I «tagli» si abbattono sulle fasce più deboli

Antonella Aldrighetti

A otto mesi dall’insediamento della giunta regionale il vero debutto, per gli ulivisti, è quello di questi giorni: l’appuntamento con il varo della Finanziaria 2006. Accapigliamenti a parte, dalle scomposte file che compongono la maggioranza di sinistra, arriva un’amara sorpresa. Sì, amara e dolorosa per tutti i cosiddetti soggetti svantaggiati perché, tra tutte le poste di bilancio, quelle su cui la scure della giunta Marrazzo s’è fatta sentire di più riguardano proprio i capitoli socio-sanitari.
Sarebbe lo scotto da pagare sul presunto deficit sanitario che, la giunta dell’ex teledifensore civico di Mi Manda RaiTre non perde un giorno per rivendicare? Già, questo scotto lo pagheranno di tasca propria i cittadini più deboli del Lazio. I tagli più profondi di questa Finanziaria calano sulle politiche per le famiglie in difficoltà, su anziani, trapiantati, campagne di promozione per la raccolta del sangue, assistenza, ricerca e riabilitazione motoria. Tutti servizi su cui i cittadini fino a oggi, potevano contare. Da adesso in poi, un po’ meno.
Ma soltanto entrando nei dettagli dei capitoli di bilancio si può riuscire a capire a quanto ammonta quel segno «meno». La posta riguardante la raccolta del sangue è stato dimezzata: la giunta di centrodestra per il 2005 aveva inserito oltre 2 milioni e 700mila euro, la giunta di Piero Marrazzo, appena 1 milione e 250mila.

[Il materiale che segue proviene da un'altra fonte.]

PR #414, opened 2026-08-25
Experiment: reduce buffered log collector CPU using per-record framing

lynxthecat:
## Outcome

> [!NOTE]
> This is an archived experiment and is not recommended for merging.

The implementation correctly reduced CPU use for saturated log streams, but later paced testing showed that per-record framing increased CPU use at the rates representative of cake-autorate. It is retained here as a record of the investigation. PR #415 explored fixed padding as a follow-on alternative and reached the same overall conclusion.

## Motivation

The buffered log-file collector consumed log data using:

```bash
read -N "${log_file_buffer_size_B}" \
	-t "${log_file_buffer_timeout_s}"
```

Combining an exact-length read with a timeout makes Bash's data-consuming path expensive under continuously available input. This experiment replaced that timed read with a small internal framing protocol so that the collector could consume headers and payloads using untimed exact reads.

## Experimental implementation

Each accepted formatted log record is written atomically to the internal pipe as:

```text
Ldddd<payload>
```

`Ldddd` is a fixed five-byte header whose four decimal digits declare the payload length.

The implementation:

- accepts payloads up to 4091 bytes so that each complete frame remains within Linux's 4096-byte `PIPE_BUF`;
- reads and validates an untimed five-byte header, followed by an untimed exact payload read;
- accumulates payloads in the existing file-output buffer;
- uses a periodic `L0000` control frame from `log_file_waker` at the configured 500 ms default interval;
- writes a non-empty partial buffer on `L0000`, while still performing rotation and signal checks when the buffer is empty;
- excludes framing headers and control frames from the log file; and
- rejects oversized records before any partial pipe write.

Final head `c874d15` skips an empty file-output operation on padding-only wakes. It does not alter the ordinary per-record framing work.

## CPU benchmarks

The initial unpaced burst benchmarks showed substantial gains because the original timed read continuously consumed available bytes. A subsequent controlled benchmark used one unreported warm-up and five measured runs, alternated old/new ordering, and verified exact output byte counts.

Paced results used approximately 109-byte records and report median combined producer, collector and waker CPU per 60 seconds:

| Workload | Original timed collector | Framed collector | Difference |
|---|---:|---:|---:|
| Idle | 0.02 s | 0.03 s | +0.01 s |
| 2 records/s | 0.05 s | 0.08 s | +0.03 s |
| 5 records/s | 0.10 s | 0.14 s | +0.04 s |
| 10 records/s | 0.18 s | 0.26 s | +0.08 s |
| 20 records/s | 0.33 s | 0.47 s | +0.14 s |
| 50 records/s | 0.77 s | 1.05 s | +0.28 s |
| 100 records/s | 1.29 s | 1.83 s | +0.54 s |

No steady-rate break-even was observed at or below 100 records/s.

Unpaced burst results were:

| Workload | Original | Framed | Difference |
|---|---:|---:|---:|
| 30,000 × 109-byte records | 1.82 s | 1.56 s | 14.3% lower |
| 4,000 × 4091-byte records | 7.49 s | 0.98 s | 86.9% lower |

The controlled paced benchmark was performed against preceding framed revision `f781539`. The final `c874d15` change only removes an empty output operation on `L0000`; it does not remove the header formatting, header read, validation, decimal parsing or separate payload read responsible for the paced regression.

## Interpretation

Framing removes timeout processing from reads that consume log bytes, but adds work for every ordinary record. That trade-off is favourable under saturation and unfavourable for evenly paced short records. Normal cake-autorate logging is paced, with approximately 20 accepted reflector responses/s under the default six-pinger, 0.3-second configuration.

The experimental mechanism is therefore not suitable as a general CPU optimisation.

## Validation

Validation included:

- `bash -n cake-autorate.sh`;
- `git diff --check`;
- ShellCheck 0.11.0 at warning severity, normally and with sourced files followed;
- concurrent atomic frame writers;
- oversized-record rejection;
- low-volume wake and flush behaviour;
- signal handling;
- rotation, export, reset and graceful-shutdown smoke tests; and
- verification that an empty `L0000` wake does not perform an empty file write.

GitHub reports no repository CI checks for this PR.

------

[Codex Task](https://chatgpt.com/codex/cloud/tasks/task_b_6a8de104ed6c832e8ab808af6cddd2e4)

### DIFF
--- a/cake-autorate.sh
+++ b/cake-autorate.sh
@@ -390,7 +390,6 @@ flush_log_pipe()
 
 log_file_waker()
 {
-	printf -v log_file_buffer_timeout_s %.3f "${log_file_buffer_timeout_ms}e-3"
 	while kill -0 "${proc_pids['maintain_log_file']}" 2>/dev/null
 	do
 		sleep_s "${log_file_buffer_timeout_s}"
@@ -1238,6 +1237,7 @@ then
 		log_file_max_time_s=log_file_max_time_mins*60,
 		log_file_max_size_bytes=log_file_max_size_KB*1024
 	))
+	printf -v log_file_buffer_timeout_s %.3f "${log_file_buffer_timeout_ms}e-3"
 	exec {log_fd}<> <(:)
 	maintain_log_file &
 	proc_pids['maintain_log_file']=${!}
--- a/cake-autorate.sh
+++ b/cake-autorate.sh
@@ -115,6 +115,7 @@ cleanup_and_killall()
 
 	((terminate_maintain_log_file_timeout_ms=log_file_buffer_timeout_ms+500))
 	terminate "${proc_pids['maintain_log_file']:-}" "${terminate_maintain_log_file_timeout_ms}"
+	terminate "${proc_pids['log_file_waker']:-}"
 
 	[[ -d ${run_path} ]] && rm -r "${run_path}"
 	rmdir /var/run/cake-autorate 2>/dev/null
@@ -154,7 +155,7 @@ log_msg()
 {
 	# send logging message to stdout, log file fifo, log file and/or system logger
 
-	local type=${1} msg=${2} instance_id=${instance_id:-"unknown"} log_timestamp=${EPOCHREALTIME}
+	local type=${1} msg=${2} instance_id=${instance_id:-"unknown"} log_timestamp=${EPOCHREALTIME} log_frame_payload
 
 	case ${type} in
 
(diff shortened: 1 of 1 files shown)


lynxthecat:
Closing without merge.

The original saturated-stream benchmarks correctly identified CPU cost associated with Bash's timed data-consuming `read`, but subsequent paced benchmarks showed that per-record framing does not improve the workload relevant to normal cake-autorate operation.

In the later controlled benchmark, framing used more combined producer, collector and waker CPU at every evenly paced rate tested from 2 to 100 approximately 109-byte records/s. At 20 records/s, median CPU increased from 0.33 to 0.47 seconds per 60 seconds; at 100 records/s it increased from 1.29 to 1.83 seconds.

Framing remained beneficial under unpaced saturation: it used 14.3% less median CPU for 30,000 approximately 109-byte records and 86.9% less for artificial near-maximum records. Normal cake-autorate output is, however, paced rather than continuously saturated. At those rates, formatting, reading, validating and parsing a header for every record, followed by a separate payload read, outweighed the timed-read saving.

The paced benchmark was performed against a preceding framed revision. The final `c874d15` commit only avoids an empty file-output operation on an `L0000` wake and does not remove the ordinary per-record framing costs responsible for the regression.

PR #415 investigated fixed padding as a way of retaining untimed reads without per-record headers. OpenWrt testing likewise found that its fixed costs outweighed its benefit for sparse and SUMMARY-only logging.

The framing implementation and its investigation are retained here for reference, but the original timed collector remains preferable overall.

PR #28, opened 2015-09-25
refactor releases project

andistuder:
preload all feature reviews to increas performance
no longer use release query to simply structure


andistuder:
@dideler please review

app/models/queries/releases_query.rb
```diff
@@ -31,8 +30,16 @@ def commits
...
+      @feature_reviews ||= feature_review_repository.feature_reviews_for_versions(associated_versions)
+    end
+
     def versions
-      @versions ||= commits.map(&:id)
+      commits.map(&:id)
+    end
+
+    def associated_versions
+      commits.map(&:associated_ids).flatten.uniq
```
dideler: Is the `uniq` necessary?

spec/models/git_commit_spec.rb
```diff
@@ -2,10 +2,44 @@
...
+    end
+  end
+
+  describe '#associated_ids' do
+    subject(:associated_ids) { described_class.new(id: id, parent_ids: parent_ids).associated_ids }
+    let(:parent_ids) { [first_parent_id, second_parent_id].compact }
+    let(:first_parent_id) { '789' }
+    let(:id) { '123' }
+
+    context 'when commit is a merge commit, resp. has a second parent' do
```
dideler: Does "resp." mean respectively? I suggest either writing it full out or as "(i.e. has a second parent)"
Same for L28.

spec/models/release_spec.rb
```diff
@@ -1,12 +1,54 @@
...
+    it 'returns true if any of its feature reviews are approved' do
+      allow(feature_review1).to receive(:approved?).and_return(true)
+      allow(feature_review2).to receive(:approved?).and_return(false)
+      expect(release.approved?).to be true
+    end
+
+    it 'returns false if none of its feature reviews are approved' do
+      allow(feature_review1).to receive(:approved?).and_return(false)
+      allow(feature_review2).to receive(:approved?).and_return(false)
+      expect(release.approved?).to eq(false)
```
dideler: `to be false` to be consistent with the example above

spec/models/release_spec.rb
```diff
@@ -1,12 +1,54 @@
...
+    end
+  end
+
+  describe '#approval_status' do
+    context 'when release has NO feature review(s)' do
+      it 'returns blank when the release has no features' do
```
dideler: Just `returns blank` should be good enough (otherwise it's redundant with the context).

spec/models/release_spec.rb
```diff
@@ -1,12 +1,54 @@
...
+        expect(release.approval_status).to be_nil
+      end
+    end
+
+    context 'when release has feature review(s)' do
+      subject(:release) { Release.new(feature_reviews: feature_reviews) }
+
+      it 'returns "approved" when the release is :approved' do
```
dideler: The symbol and string should be swapped => "returns :approved when the release is approved".
Same for L48 => "returns :not_approved when the release is not approved"

spec/models/release_spec.rb
```diff
@@ -1,12 +1,54 @@
...
+        allow(release).to receive(:approved?).and_return(true)
+        expect(release.approval_status).to eq(:approved)
+      end
+
+      it 'returns "unapproved" when the release is NOT :approved?' do
+        allow(release).to receive(:approved?).and_return(false)
```
dideler: Not sure how I feel about stubbing the object under test. Might be nicer to setup the test by stubbing the `ReleaseQuery` to say there is an approved feature review.

dideler:
LGTM, just some minor comments. Nice work!

app/models/queries/releases_query.rb
andistuder: It's very unlikely to have duplicates. With the current implementation of `commit.associated_ids`, the only situation I could think of is when the same branch is merged into the main branch twice. 

But in general, it gives a greater degree of abstraction, to call `uniq` here. ie. we don't really  have to care on what business rules are applied in  `commit.associated_ids`.

spec/models/git_commit_spec.rb
andistuder: good suggestion, will do.  thnx ;)

spec/models/release_spec.rb
andistuder: :bow:

spec/models/release_spec.rb
andistuder: Less is more, thanks.

spec/models/release_spec.rb
andistuder: good spot, thanks!

spec/models/release_spec.rb
andistuder: I prefer the stub as it separates concerns. We are testing `approval_status` here and not `approved?`. If we'd test it by stubbing in the `ReleaseQuery`, we essentially would test `approved?` twice, which would lead to brittle tests. IMO. 

But, looking at it, I think `approval_status`  is really a front-end concern, and I will move it into the  `ReleasesHelper`.

andistuder: err.... turns out, `approval_status` is not used at all. I will simply delete it.

andistuder:
ping @dideler Chris approved the task, please merge.

dideler:
Thanks @andistuder, ready for :rocket:

PR #35, opened 2015-09-30
Add Deployed as approved status

andistuder:


spec/models/ticket_spec.rb
```diff
@@ -0,0 +1,19 @@
+require 'rails_helper'
+
+RSpec.describe Ticket do
+  describe '#approved?' do
```
dideler: :trophy:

Curioso che, invece, proprio il 9 ottobre scorso, tanto per citare una dichiarazione, l’assessore alla Sanità Augusto Battaglia, aveva affermato: «Stiamo creando le condizioni per raggiungere l’autosufficienza nelle scorte di sangue». Ma quali che siano ancora non è dato sapere. Quanto agli interventi a sostegno della famiglia siamo a meno 12,5 per cento di stanziamenti: pari a 300mila euro rispetto all’amministrazione Storace.
Anche i contributi ai comuni del Lazio per le emergenze socioassistenziali hanno subito una «sforbiciata»: addirittura meno 200mila euro. Ma qui arriva il bello (si fa per dire). I rimborsi spese a favore dei pazienti in attesa di trapianto o trapiantati sono stati azzerati. Mentre fino allo scorso anno, sotto la giunta Storace, ammontavano a 500mila euro.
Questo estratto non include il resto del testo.